**Information supplied**:
- - -
PR #69, opened 2023-03-25
Add AtomsBaseTesting subpackage

mfherbst:
Adds a small subpackage, which can generate standard test cases and test equality between AtomsBase systems. Already used in ExtXYZ, [AtomsIO](https://github.com/mfherbst/AtomsIO.jl/blob/master/test/common.jl) and [ASEconnect](https://github.com/mfherbst/ASEconvert.jl/blob/master/test/common.jl) for testing (with code duplicated across these three packages). Clearly this has broader use, so this will allow registering a separate `AtomsBaseTesting` package.

### DIFF
--- a/lib/AtomsBaseTesting/src/AtomsBaseTesting.jl
+++ b/lib/AtomsBaseTesting/src/AtomsBaseTesting.jl
@@ -53,6 +53,7 @@ function test_approx_eq(s::AbstractSystem, t::AbstractSystem;
         if hasatomkey(s, prop) != hasatomkey(t, prop)
             println("hashatomkey mismatch for $prop")
             @test hasatomkey(s, prop) == hasatomkey(t, prop)
+            continue
         end
         for (at_s, at_t) in zip(s, t)
             @test haskey(at_s, prop) == haskey(at_t, prop)
@@ -77,6 +78,7 @@ function test_approx_eq(s::AbstractSystem, t::AbstractSystem;
         if haskey(s, prop) != haskey(t, prop)
             println("haskey mismatch for $prop")
             @test haskey(s, prop) == haskey(t, prop)
+            continue
         end
 
         if s[prop] isa Quantity
@@ -97,7 +99,6 @@ and specific standard keys can be ignored using `drop_atprop` and `drop_sysprop`
 """
 function make_test_system(D=3; drop_atprop=Symbol[], drop_sysprop=Symbol[],
                           extra_atprop=(; ), extra_sysprop=(; ), cellmatrix=:full)
-    # TODO Should be moved to AtomsBase
     @assert D == 3
     n_atoms = 5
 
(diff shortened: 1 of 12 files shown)


lib/AtomsBaseTesting/test/runtests.jl
```diff
@@ -0,0 +1,35 @@
+using AtomsBaseTesting
+using Test
+using LinearAlgebra
+using AtomsBase
+
+@testset "AtomsBaseTesting.jl" begin
+    @testset "Run generation and testing code" begin
+        case = make_test_system()
+        test_approx_eq(case.system, case.system)
```
jgreener64, line 9: Would be good to test a case that fails, and maybe a case that succeeds/fails based on tolerance.

I realise that testing the negative is non-trivial with the current `@test` setup since it will cause the outer tests to fail. Perhaps a case for `try`/`catch` or `@test_broken`? Or changing `test_approx_eq` to return a Boolean? That may make it less useful as it won't show where the difference is.

lib/AtomsBaseTesting/src/AtomsBaseTesting.jl
```diff
@@ -0,0 +1,161 @@
...
+
+
+"""
+Setup a standard test system using some random data and supply the data to the caller.
+Extra atomic or system properties can be specified using `extra_atprop` and `extra_sysprop`
+and specific standard keys can be ignored using `drop_atprop` and `drop_sysprop`.
+"""
+function make_test_system(D=3; drop_atprop=Symbol[], drop_sysprop=Symbol[],
+                          extra_atprop=(; ), extra_sysprop=(; ), cellmatrix=:full)
+    # TODO Should be moved to AtomsBase
```
jgreener64, line 100: Is this suggesting that this function should be in AtomsBase long term?

jgreener64 (commented):
Looks like a useful feature. What is the value of having this as a separate package? It depends on AtomsBase so isn't any more lightweight.

mfherbst:
Thanks for the review.

> What is the value of having this as a separate package? 

The issue is it depends on `Tests` and maybe in the future potential test data, which packages using `AtomsBase` don't need. So essentially this is done to keep `AtomsBase` and not the reverse :smile:

lib/AtomsBaseTesting/test/runtests.jl
mfherbst: Good point. I'm certainly against changing `test_approx_eq` to only return a bool for the reason you write: That's not super instructive. My main idea with this was to run the largest chunk of the code and catch trivial issues. Maybe test error can be caught though. I'll think about it.

lib/AtomsBaseTesting/src/AtomsBaseTesting.jl
```diff
@@ -0,0 +1,161 @@
...
+    @assert D == 3
```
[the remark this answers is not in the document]
mfherbst: In theory the whole code should work for 1D and 2D as well, but that's not consistently written / tested as of now, so it basically assumes D == 3, hence I've put an assertion. I think given that this will be used in a testing environment that's cleaner than using an exception (which one would rather expect to come from the tested code, not the test setup).

jgreener64 (approved):

PR #12394, opened 2018-07-25
opam 2.0.0 libs and devel packages

AltGr:
This is exactly the same as #12390, except that the packages are named with version `2.0.0` instead of `2.0.0~rc4`. The two are the same anyway.

Note that the download links point to the `2.0.0-rc4` archives, since these will only be renamed when we do the repository format shift. But the version reported by `--version` **is** `2.0.0`.


rjbou:
Merging this one instead of #12390. There is still some errors that are not specific to this PR.

PR #12401, opened 2018-07-26
Add elina.1.1

skcho:


mseri:
It seems to be incompatible with 4.07.0 because of ppx_import:

```
  - jupyter -> ppx_deriving_yojson >= 3.0 -> ppx_import >= 1.1
```

Should we add a bound, or try to fix `ppx_import`?

PR #12402, opened 2018-07-26
Release ocaml-jupyter and jupyter-archimedes v2.3.2

akabe:
Release note: https://github.com/akabe/ocaml-jupyter/releases/tag/v2.3.2


mseri:
It seems to be incompatible with 4.07.0 because of ppx_import:

```
  - jupyter -> ppx_deriving_yojson >= 3.0 -> ppx_import >= 1.1
```

I'll see if it is reasonable to fix `ppx_import`. I think the fact that the installation is prevented with a clear message on 4.07.0 is good enough to allow a merge

PR #12403, opened 2018-07-26
Fix paths for NetBSD in conf-gmp and zarith

maroneze:
On NetBSD (8.0 at least), by default (using pkgsrc/pkgin), files are installed in `/usr/pkg`.

I am not an expert NetBSD user, but fixing these paths allowed me to compile `conf-gmp` and `zarith`. However, the string `/usr/pkg` is entirely absent from `opam-repository`, which makes me wonder if previous NetBSD users have just not installed these packages, or if there is another way to configure NetBSD to avoid having to do so.

If there are more experienced NetBSD users in the opam community, I'd like them to review my commit, but I do not know how to find them.

### DIFF
--- a/packages/conf-gmp/conf-gmp.1/opam
+++ b/packages/conf-gmp/conf-gmp.1/opam
@@ -6,8 +6,9 @@ bug-reports: "https://github.com/ocaml/opam-repository/issues"
 dev-repo: "https://github.com/ocaml/opam-repository.git"
 license: "GPL"
 build: [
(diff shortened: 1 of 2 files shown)


maroneze:
Well, according to a comment in https://github.com/ocaml/opam/issues/3482, it seems my patch is incorrect, so I am closing it to avoid inconsistencies between different BSDs (I'd put it under WIP as in Gitlab, but apparently Github does not have such a feature). Will reopen if a solution to the hardcoded-paths-conundrum is found.

PR #12409, opened 2018-07-27
[DO NOT MERGE] Trigger Lwt revdeps build

aantron:
See https://github.com/ocsigen/lwt/issues/603#issuecomment-407918060. We are making a change to the type signature of `Lwt.async`, and we want to see which dependees will be affected.

Please don't merge this. We just want to trigger the revdeps CI.

### DIFF
--- a/packages/lwt/lwt.5.0.0/descr
+++ b/packages/lwt/lwt.5.0.0/descr
@@ -1,0 +1,10 @@
+Promises, concurrency, and parallelized I/O
+
+A promise is a value that may become determined in the future.
+
+Lwt provides typed, composable promises. Promises that are resolved by I/O are
+resolved by Lwt in parallel.
+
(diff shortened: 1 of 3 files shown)


aantron:
@hannesm What is the command or script the CI uses to list the deps? I get a much wider list on my machine, running

```
opam list --unavailable --depends-on=lwt --depopts --recursive --short
```

Or, which repo can I find the CI code in?

kit-ty-kate:
The datakit-ci source code is here: https://github.com/avsm/mirage-ci/
As for the reverse dependencies we don't do recursive dependencies, otherwise it would just take too much resources and would be unbearable. All the steps are written on the web interface: Here is the command we use to get the revdeps: `opam list -s --color=never --depends-on lwt.5.0.0 --installable --all-versions --depopts`

aantron:
Thanks, I suppose that is good enough :)

PR #12411, opened 2018-07-30
cpdf.2.2.1: unsafe string fix

UnixJunkie:


pmetzger:
Just FYI, calling a PR "unsafe string fix" means people have no idea what package is associated with the request without clicking through. Many people monitor the pull request and issues queues looking for things they care about. It is always best if a pull request or issue references the specific package it is associated with.

samoht:
Seems that there is an issue on 4.07:

```
[cpdf: OCAMLPARAM=safe-string=0,_ make] Command started
+ OCAMLPARAM=safe-string=0,_ "make" (CWD=/home/travis/.opam/system/build/cpdf.2.2.1)
[ERROR] The compilation of cpdf failed at "OCAMLPARAM=safe-string=0,_ make".
```

samoht:
The PR is a bit strange; you should probably embed the `safe-string` detection in your build script (or even better into your build system) instead of relying on opam to use the right command. And I am not sure that the build command is doing what you want: setting environment variable in subshells is always a bit tricky.

UnixJunkie:
I am OK to close this PR (which has taken way too much of my time for what it's worth) and wait for the software maintainer to fix his software in the right way.

PR #12415, opened 2018-07-31
ptmap 2.0.4

andyli:
OCaml 4.07 compatibility. See https://github.com/backtracking/ptmap/pull/13.


kit-ty-kate:
Could you also constrain the previous versions to OCaml < 4.07 and flag the `ocamlfind` dependency as a `{build}` dependency?

kit-ty-kate:
Thanks a lot!

PR #12418, opened 2018-07-31
Add Genspio 0.0.1

smondet:


smondet:
The Travis failure is not in the package, it is for OCaml 4.00 but we have `available: [ ocaml-version >= "4.03.0" ]` anyway.

kit-ty-kate:
Looks good. Thanks!

PR #12422, opened 2018-08-01
Fix lutin typo

rjbou:
Changed the path of package lutin. As they weren't the same (capital), it was not ported on the 2.0 branch.
Related to #11990 and /cc @jahierwan.


mseri:
Thanks

PR #12423, opened 2018-08-01
remove bencode-rpc

c-cube:
this has always been a toy project, in retrospect, and there are many more serious alternatives these days.


mseri:
Does not break dependencies, I would be happy to merge. Will https://opam.ocaml.org/packages/bencode_rpc be automatically removed if we merge or we need to do something for that?

c-cube:
I have no idea, sorry.

kit-ty-kate:
Removing packages is not something opam-repository maintainers agree on.
For now the consensus seems to be to switch the packages to "remove" to `available: false` instead of removing them from the repository.

c-cube:
Why not? I'm pretty sure no one depends on it, and it just pollutes the list of results for `rpc`…

kit-ty-kate:
I don't know, I personally don't care but other people from @ocaml/opam-repository might have arguments against it.

samoht:
If that's a toy project that no one is depending on, I am fine to remove it :-)

hcarty:
One downside that will hopefully go away as opam2 spreads is that an opam1 user's switch can end up in a broken state if a definition for an installed package disappears from the repository. opam2 does not have the same problem as far as I understand.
- - -
**What you need to do**: Copy whichever lines above contain the string "Thanks".

**Written answer**:
Thanks for the review.
Thanks, I suppose that is good enough :)
Thanks a lot!
Looks good. Thanks!
Thanks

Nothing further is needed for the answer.